When former nine-term Congressman Bart Stupak (D-Menominee) first took his seat in the U.S. House of Representatives in 1993, he brought two unshakable principles with him — a firm belief in the sanctity of human life, and a conviction that health care should be a right for all Americans, not just a privilege for the fortunate few.

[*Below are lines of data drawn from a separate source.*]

PR #1969, opened 2026-04-20
Fixes for import automation

vish-cs:
* Fix the condition to check for an empty diff (schema_diff_size)
* Add the option to import-helper to run the batch job or the dataflow job
* Update spanner client to only return staging imports

### DIFF
--- a/import-automation/executor/app/executor/import_executor.py
+++ b/import-automation/executor/app/executor/import_executor.py
@@ -548,16 +548,15 @@ class ImportExecutor:
         return base_config_path
 
     @log_function_call
-    def _invoke_import_differ(self, genmcf_output_path: str,
-                              validation_output_path: str, import_name: str,
-                              import_prefix: str, version: str,
-                              latest_version: str, import_input: dict,
-                              absolute_import_dir: str) -> Tuple[str, str]:
+    def _invoke_differ_summary(self, genmcf_output_path: str,
+                               validation_output_path: str, import_name: str,
+                               import_prefix: str, version: str,
+                               latest_version: str, import_input: dict,
+                               absolute_import_dir: str) -> Optional[Dict]:
         """Invokes the differ tool to compare current data with previous data."""
         current_data_path = os.path.join(genmcf_output_path, '*.mcf')
         previous_data_path = os.path.join(latest_version, import_prefix,
                                           'genmcf', '*.mcf')
-        diff_found = True
         # TODO: remove fallback logic once all imports move to new path.
         if not file_util.file_get_matching(previous_data_path):
             input_files = self._get_import_input_files(import_input,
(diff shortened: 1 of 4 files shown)


import-automation/executor/app/executor/import_executor.py
```diff
@@ -716,7 +716,15 @@ def _invoke_import_validation(self, repo_dir: str, relative_import_dir: str,
...
-        return validation_status, differ_status
+        if not self.config.ignore_validation_status and not validation_status:
+            logging.error(
+                "Marking import as VALIDATION due to validation failure.")
+            import_summary.status = ImportStatus.VALIDATION
+        elif not differ_status:
+            logging.info("Marking import as SKIP due to no data diff.")
+            import_summary.status = ImportStatus.SKIP
+        else:
+            import_summary.status = ImportStatus.STAGING
```
ajaits, line 728: `return validation_status`

import-automation/workflow/import-helper/main.py
```diff
@@ -43,8 +43,21 @@ def handle_feed_event(request):
     latest_version = attributes.get(
         'import_version',
         datetime.now(timezone.utc).strftime("%Y-%m-%d"))
-    run_ingestion = True 
+    post_process = attributes.get('post_process', '')
```
ajaits: Is this a new attribute? How is this used?

The name seems to indicate this is post running import workflow.
Can we rename this to `run_process` so when set to `spanner_ingestion_workflow` it is clear that is it only running a dataflow ingestion?

ajaits (approved):

import-automation/executor/app/executor/import_executor.py
```diff
@@ -656,6 +652,10 @@ def _invoke_import_validation(self, repo_dir: str, relative_import_dir: str,
                     latest_version=latest_version,
                     import_input=import_input,
                     absolute_import_dir=absolute_import_dir)
+                if differ_summary is not None:
+                    diff_found = (differ_summary['obs_diff_size'] != 0 or
```
ajaits: can we use `.get()` instead of `[]`?
`diff_summary.get('obs_diff_size', 0) != 0 or differ_summary,get('schema_diff_size', 0) != 0 `

vish-cs: We should not use 0 as the default value as that can lead to the import being marked as SKIP. I have changed the default value to 1

import-automation/executor/app/executor/import_executor.py
vish-cs: Done

import-automation/workflow/import-helper/main.py
vish-cs: These are just key-word pairs that we can attach. The idea is to be able to configure which imports should first run the batch job and which imports should directly run the dataflow job. I have renamed.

But could those twin principles be irreconcilable?
Stupak attempts to answer that question in his book, FOR ALL AMERICANS: The Dramatic Story Behind the Stupak Amendment and the Historic Passage of Obamacare (Covenant Books/$36.93 hardcover; Amazon Digital Services, $9.99 on Kindle), 384 pages.
The former U.P. lawmaker (he also served a term in the Michigan House of Representatives in 1989-90) has been barnstorming the state for the past couple of weeks promoting his tome, autographing sold copies, and giving interviews about the subject of his work, which is Stupak’s pivotal role in passage of the Affordable Care Act aka “Obamcare,” in March of 2010 during his final year in Congress.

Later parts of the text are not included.